PR #5869, opened 2020-09-30
server: heterogeneous execution of GraphQL queries

abooij:
### Description

The server could already execute queries that either fetch data from the database, or, through remotes, from other GraphQL servers.  This PR also enables mixing such data sources within one query.  So one can have queries such as

```
query {
  articles {
    title
  }
  weather {
    temperature
  }
}
```

where the articles are fetched from the database, and the weather is fetched from a remote server.

### Changelog

### Affected components

- [x] Server
- [x] Tests

### Related Issues

This PR depends on #5865.

### Solution and Design

For an incoming query we already used to generate an "execution plan" which specified how to execute that query. However, so far an execution plan has been a single execution step, where an execution step can be of database-type, of remote-type or of "raw"-type (used for introspection). This PR changes the type of execution plans to be an insertion-ordered hashmap of execution steps

```haskell
type ExecutionPlan db remote raw = InsOrdHashMap Text (ExecutionStep db remote raw)
```

where the key corresponds to a root field name.

### Steps to test and verify

A test suite is included.

Although this PR allows to mix root fields originating from different data sources, it does not allow joining between them arbitrarily beyond the existing "remote joins" that load relationships from Postgres to a remote. Such "generalized joins" are part of future work.

#### Catalog upgrade

- [x] No

#### Metadata

- [x] No

#### GraphQL

#### Breaking changes

- [x] No Breaking changes


server/src-lib/Hasura/GraphQL/Execute/Prepare.hs
```diff
@@ -46,7 +44,7 @@ type PrepArgMap = IntMap.IntMap (Q.PrepArg, PGScalarValue)
 -- | Full execution plan to process one GraphQL query.  Once we work on
 -- heterogeneous execution this will contain a mixture of things to run on the
 -- database and things to run on remote schemas.
-type ExecutionPlan db remote raw = ExecutionStep db remote raw
+type ExecutionPlan db remote raw = InsOrdHashMap Text (ExecutionStep db remote raw)
```
lexi-lambda, line 47: Could `ExecutionStep` be made a little less polymorphic to avoid the need for so many type parameters?

1. Could `remote` be hardcoded to `RemoteCall`, or is it sometimes something else?

2. Could `raw` be hardcoded to `Aeson.Value`, or is it sometimes something else?

server/src-lib/Hasura/GraphQL/Execute/Mutation.hs
```diff
@@ -161,51 +170,25 @@ convertMutationSelectionSet env logger gqlContext sqlGenCtx userInfo manager req
...
-            varDefs
-            (map (G.SelectionField . snd . snd) remotes)
-            varValsM
-      if all (\remote' -> fst (snd firstRemote) == fst (snd remote')) remotes
-        then return $ ExecStepRemote (fst (snd firstRemote), remoteOperation, varValsM')
-        else throw400 NotSupported "Mixed remote schemas are not supported"
-    _ -> throw400 NotSupported "Heterogeneous execution of database and remote schemas not supported"
-  -- Build and return an executable action from the generated SQL
+  let userSession = _uiSession userInfo
+      rjCtx = (manager, reqHeaders, userInfo)
```
lexi-lambda, line 174: I think `rjCtx` is pushing the limit of our [style guide’s section on naming](https://github.com/hasura/graphql-engine/blob/4062cdcbeabd10541f9e51e8b76b97f079f19b00/server/STYLE.md#naming). Can we expand it to `remoteJoinCtx`?

server/src-lib/Hasura/GraphQL/Execute/Query.hs
```diff
@@ -40,55 +36,56 @@ import           Hasura.EncJSON
...
+-- | Required to log in `query-log`
+instance J.ToJSON PreparedSql where
+  toJSON (PreparedSql q prepArgs _) =
+    J.object [ "query" J..= Q.getQueryText q
+             , "prepared_arguments" J..= fmap (pgScalarValueToJson . snd) prepArgs
              ]
 
+-- | The computed SQL with alias which can be logged. Nothing here represents no
+-- SQL for cases like introspection responses. Tuple of alias to a (maybe)
+-- prepared statement
```
lexi-lambda, line 68: This comment says this is a “tuple,” but this is a map. I’ve revised the comment to what I think is correct, but feel free to change my wording if I’m wrong or if you have something better.

```suggestion
-- | Maps root fields to the SQL used to execute them. For fields that do not
-- generate any SQL, the value is 'Nothing'. This information is retained in
-- this form only for logging; it is not consulted during actual execution.
```

server/src-lib/Hasura/GraphQL/Execute/Query.hs
```diff
@@ -135,56 +130,49 @@ mkCurPlanTx
...
-      RFPPostgres (PGPlan q _ prepMap remoteJoins) -> do
-        let args = withUserVars (_uiSession userInfo) $ IntMap.elems prepMap
-        return $ RRSql $ PreparedSql q args remoteJoins
-      RFPActionQuery tx -> pure $ RRActionQuery tx
-    return (alias, fldResp)
-
-  (,) <$> mkLazyRespTx env manager reqHdrs userInfo directives resolved <*> pure (mkGeneratedSqlMap resolved)
+    RFPPostgres ps@(PreparedSql q prepMap remoteJoinsM) ->
+      let args = withUserVars (_uiSession userInfo) prepMap
+          -- TODO this quietly assumes the intmap keys are contiguous
```
lexi-lambda, line 141: Does this TODO need to be fixed?

server/src-lib/Hasura/GraphQL/Transport/HTTP.hs
```diff
@@ -84,64 +120,112 @@ runGQ
...
-  (telemTimeTot_DT, (telemCacheHit, telemLocality, (telemTimeIO_DT, telemQueryType, !resp))) <- withElapsedTime $ do
+  (telemTimeTot_DT, (telemQueryType, telemTimeIO_DT, telemLocality, resp)) <- withElapsedTime $ do
     E.ExecutionCtx _ sqlGenCtx pgExecCtx {- planCache -} sc scVer httpManager enableAL <- ask
 
     -- run system authorization on the GraphQL API
     reqParsed <- E.checkGQLExecution userInfo (reqHeaders, ipAddress) enableAL sc reqUnparsed
                  >>= flip onLeft throwError
 
-    (telemCacheHit, execPlan) <- E.getResolvedExecPlan env logger pgExecCtx {- planCache -}
+    (_telemCacheHit, execPlan) <- E.getResolvedExecPlan env logger pgExecCtx {- planCache -}
```
lexi-lambda, line 130: Is it okay that we’re throwing this information away? And if so, can it be eliminated from the result altogether?

server/src-lib/Hasura/GraphQL/Execute/Remote.hs
```diff
@@ -0,0 +1,46 @@
...
+
+collectVariables
+  :: forall fragments var
+   . (Foldable fragments, Hashable var, Eq var)
+  => G.SelectionSet fragments var
+  -> Set.HashSet var
+collectVariables =
+  Set.unions . fmap (foldMap Set.singleton)
+
+buildTypedOperation
```
lexi-lambda, line 32: This is subjective, but I found the name `buildTypedOperation` a little bit mystifying, though I suppose in some sense it is ultimately what the function does. I think I would find a name like `buildExecStepRemote` more helpful.

server/src-lib/Hasura/GraphQL/Transport/HTTP.hs
```diff
@@ -191,26 +275,21 @@ runQueryDB
...
-  -> [QueryRootField UnpreparedValue]
+  -> GQLReqUnparsed
   -> UserInfo
-  -> (Tracing.TraceT (LazyTx QErr) EncJSON, EQ.GeneratedSqlMap)
-  -> m (DiffTime, Telem.QueryType, HTTP.ResponseHeaders, EncJSON)
-  -- ^ Also return 'Mutation' when the operation was a mutation, and the time
-  -- spent in the PG query; for telemetry.
-runQueryDB reqId (query, queryParsed) asts _userInfo (tx, genSql) =  do
+  -> Text
+  -> (Tracing.TraceT (LazyTx QErr) EncJSON, Maybe EQ.GeneratedSqlMap)
```
lexi-lambda, line 283: It seems like the `GeneratedSqlMap` here only ever contains a single element, and the `fieldName` is given elsewhere anyway. Could this just accept a chunk of SQL? The map wrapper seems unnecessary.

server/src-lib/Hasura/GraphQL/Transport/HTTP.hs
```diff
@@ -84,64 +120,112 @@ runGQ
...
+        (responseHeaders, cachedValue) <- Tracing.interpTraceT id $ cacheLookup asts cacheKey
+        case cachedValue of
+          Just cachedResponseData ->
+            pure (Telem.Query, 0, Telem.Local, HttpResponse cachedResponseData responseHeaders)
+          Nothing -> do
+            conclusion <- runExceptT $ forWithKey queryPlans $ \fieldName -> \case
+              E.ExecStepDB txGenSql -> doQErr $ do
+                (telemTimeIO_DT, resp) <-
+                  runQueryDB reqId reqUnparsed userInfo fieldName
+                  (Just . Map.singleton (G.unsafeMkName fieldName) <$> txGenSql)
```
lexi-lambda, line 145: Could `QueryExecutionPlan` be changed to include a `Name` already so that we don’t need to use `unsafeMkName`?

server/src-lib/Hasura/GraphQL/Transport/WebSocket.hs
```diff
@@ -346,31 +352,53 @@ onStart env serverEnv wsConn (StartMsg opId q) = catchAndIgnore $ do
...
+              runRemoteGQ fieldName execCtx requestId userInfo reqHdrs opDef rsi varValsM
+            E.ExecStepRaw json ->
+              buildRaw json
+          buildResult Telem.Query timerTot requestId conclusion
+          case conclusion of
+            Left _ -> pure ()
+            Right results ->
+              Tracing.interpTraceT id $ cacheStore cacheKey (encJFromInsOrdHashMap (fmap rfResponse results))
+      sendCompleted (Just requestId)
+
```
lexi-lambda, line 384: This chunk of code seems *incredibly* similar to the corresponding piece of logic in the HTTP module. Could we get some sharing here, or is the duplication incidental?

lexi-lambda (changes requested):

server/src-lib/Hasura/GraphQL/Execute/Prepare.hs
abooij: Done. The `db` type variable is used in a rather minor way in `Execute/Query.hs`.

server/src-lib/Hasura/GraphQL/Execute/Query.hs
abooij: No, it's rather a warning for the next person to touch this code. I've made it into a `WARNING` instead.

server/src-lib/Hasura/GraphQL/Transport/HTTP.hs
abooij: Well, since we're not doing query plan caching at the moment, its value will always be `Telem.Miss`. But I've now pushed two commits that plumb this constant value through the code :)

server/src-lib/Hasura/GraphQL/Execute/Remote.hs
abooij: You're absolutely right, this method should've been named after its role, not after its implementation.

server/src-lib/Hasura/GraphQL/Transport/HTTP.hs
abooij: Okay, I've pushed the responsibility of constructing the hashmap down to `runQueryDB` so that it can take a `PreparedSql` argument instead. We can't get rid of the hashmap entirely without further discussion as this is used in the type class `MonadQueryLog` which is also used by other codebases.

server/src-lib/Hasura/GraphQL/Transport/HTTP.hs
abooij: Done.

server/src-lib/Hasura/GraphQL/Execute/Mutation.hs
abooij: This isn't new code (it just got moved around), and `rjCtx` is not a new name. But I do agree that it deserves a better name, so I'll do a search/replace for this as part of this PR.

server/src-lib/Hasura/GraphQL/Transport/WebSocket.hs
abooij: No, you're absolutely right. For what it's worth, there should have already been code sharing before this PR. And I did try to deduplicate some code here. But I got stuck juggling monad stacks. So I didn't manage to do this in a reasonable time.

(Note that there are some mild operational differences: e.g. while the WebSocket code writes the results to the socket, the HTTP code returns it as a Haskell value.)

abooij:
@lexi-lambda Thank you very much for the thorough review!

server/src-lib/Hasura/GraphQL/Transport/WebSocket.hs
lexi-lambda: How difficult do you think it would be to do that bit of refactoring as part of this PR? If we’re going to do it at some point, now seems as good a time as any. Of course, if it’s really hard, that’s one thing, but it’s not clear to me why it would be.

server/src-lib/Hasura/GraphQL/Transport/HTTP/Protocol.hs
```diff
@@ -99,48 +98,18 @@ encodeGQErr :: Bool -> QErr -> J.Value
 encodeGQErr includeInternal qErr =
   J.object [ "errors" J..= [encodeGQLErr includeInternal qErr]]
 
-data GQResult a
-  = GQSuccess !a
-  | GQPreExecError ![J.Value]
-  | GQExecError ![J.Value]
-  deriving (Show, Eq, Functor, Foldable, Traversable)
+type GQResult a = ExceptT GQExecError Identity a
```
lexi-lambda, line 101: `ExceptT` over `Identity` is basically just an awkward version of `Either`. Is there a reason we need `ExceptT` here specifically?

server/src-lib/Hasura/GraphQL/Transport/HTTP.hs
lexi-lambda: Do we ever actually call `logQueryLog` with a map containing more than one entry in it? If not, I’d be in favor of just changing the signature—I don’t think the tiny bit of extra downstream effort to update to the new interface is worth the misleading API. (Of course, if we *do* call it with more than one value somewhere, please point me to it!)

server/src-lib/Hasura/GraphQL/Execute/Query.hs
```diff
@@ -135,56 +130,49 @@ mkCurPlanTx
...
-    return (alias, fldResp)
-
-  (,) <$> mkLazyRespTx env manager reqHdrs userInfo directives resolved <*> pure (mkGeneratedSqlMap resolved)
+    RFPPostgres ps@(PreparedSql q prepMap remoteJoinsM) ->
+      let args = withUserVars (_uiSession userInfo) prepMap
+          -- WARNING: this quietly assumes the intmap keys are contiguous
+          prepArgs = fst <$> IntMap.elems args
+      in (, Just ps) $ case remoteJoinsM of
+           Nothing -> do
+             Tracing.trace "Postgres" . (runExtractProfile ep =<<) . liftTx $ asSingleRowJsonResp (instrument q) prepArgs
```
lexi-lambda, line 145: This is another instance of an operator section involving `=<<`, which I missed on the first pass, but I personally find confusing. There’s a lot going on all on one line here. I recognize this kind of thing is subjective, but I happen to prefer a formulation like this:

```suggestion
             Tracing.trace "Postgres" $ runExtractProfile ep =<< liftTx do
               asSingleRowJsonResp (instrument q) prepArgs
```

This puts all the “wrapping bits” on a separate line from the actual interesting functionality being executed. Another approach I use sometimes when the “wrapping bits” get complicated is something like this:

```suggestion
             asSingleRowJsonResp (instrument q) prepArgs
               &   liftTx
               >>= runExtractProfile ep
               &   Tracing.trace "Postgres"
```

Which has sort of a “pipeline” flavor to it. This works out nicely because `&` and `>>=` are both `infixl 1`. But in this particular case, I’m not sure that it’s actually better; most of the parts of the “pipeline” are pretty boring.

lexi-lambda (changes requested):
Many thanks for the prompt changes; I think this PR generally looks good to me now. I think it would be nice to find some way to deduplicate all the tricky query execution logic and parameterize it over the transport mechanism, but I’m happy to have a call to discuss that, since it seems possibly subtle.

server/src-lib/Hasura/GraphQL/Transport/HTTP/Protocol.hs
nicuveo: Done!

server/src-lib/Hasura/GraphQL/Transport/HTTP.hs
nicuveo: We wanted to avoid doing too many changes for pro; since there was no direct need to change `logQueryLog` for the purpose of this PR, we chose not to change anything.
However, while @paf31 agreed with the changes as first done in #5865, we're thinking of doing a second PR to do some cleanup, after this one is submitted and further work on dataloader is unblocked. We could definitely include that change as part of the second PR!

server/src-lib/Hasura/GraphQL/Transport/WebSocket.hs
nicuveo: We're thinking of doing it while working on data-loader, since it will mean changing this logic significantly.

server/src-lib/Hasura/GraphQL/Execute/Query.hs
nicuveo: Done!

server/src-lib/Hasura/GraphQL/Transport/HTTP.hs
nicuveo: After discussion: pushed a change to `MonadQueryLog`.

lexi-lambda (approved):

tirumaraiselvan (approved):
changelog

★ ★ ★ ★ ★

#### WHAT NEEDS TO BE DONE:
The response must consist solely of the lines from the top of the records through the line holding "A test suite is included.", copied word for word.

#### OUTPUT FOR THIS EXERCISE:
PR #5869, opened 2020-09-30
server: heterogeneous execution of GraphQL queries

abooij:
### Description

The server could already execute queries that either fetch data from the database, or, through remotes, from other GraphQL servers.  This PR also enables mixing such data sources within one query.  So one can have queries such as

```
query {
  articles {
    title
  }
  weather {
    temperature
  }
}
```

where the articles are fetched from the database, and the weather is fetched from a remote server.

### Changelog

### Affected components

- [x] Server
- [x] Tests

### Related Issues

This PR depends on #5865.

### Solution and Design

For an incoming query we already used to generate an "execution plan" which specified how to execute that query. However, so far an execution plan has been a single execution step, where an execution step can be of database-type, of remote-type or of "raw"-type (used for introspection). This PR changes the type of execution plans to be an insertion-ordered hashmap of execution steps

```haskell
type ExecutionPlan db remote raw = InsOrdHashMap Text (ExecutionStep db remote raw)
```

where the key corresponds to a root field name.

### Steps to test and verify

A test suite is included.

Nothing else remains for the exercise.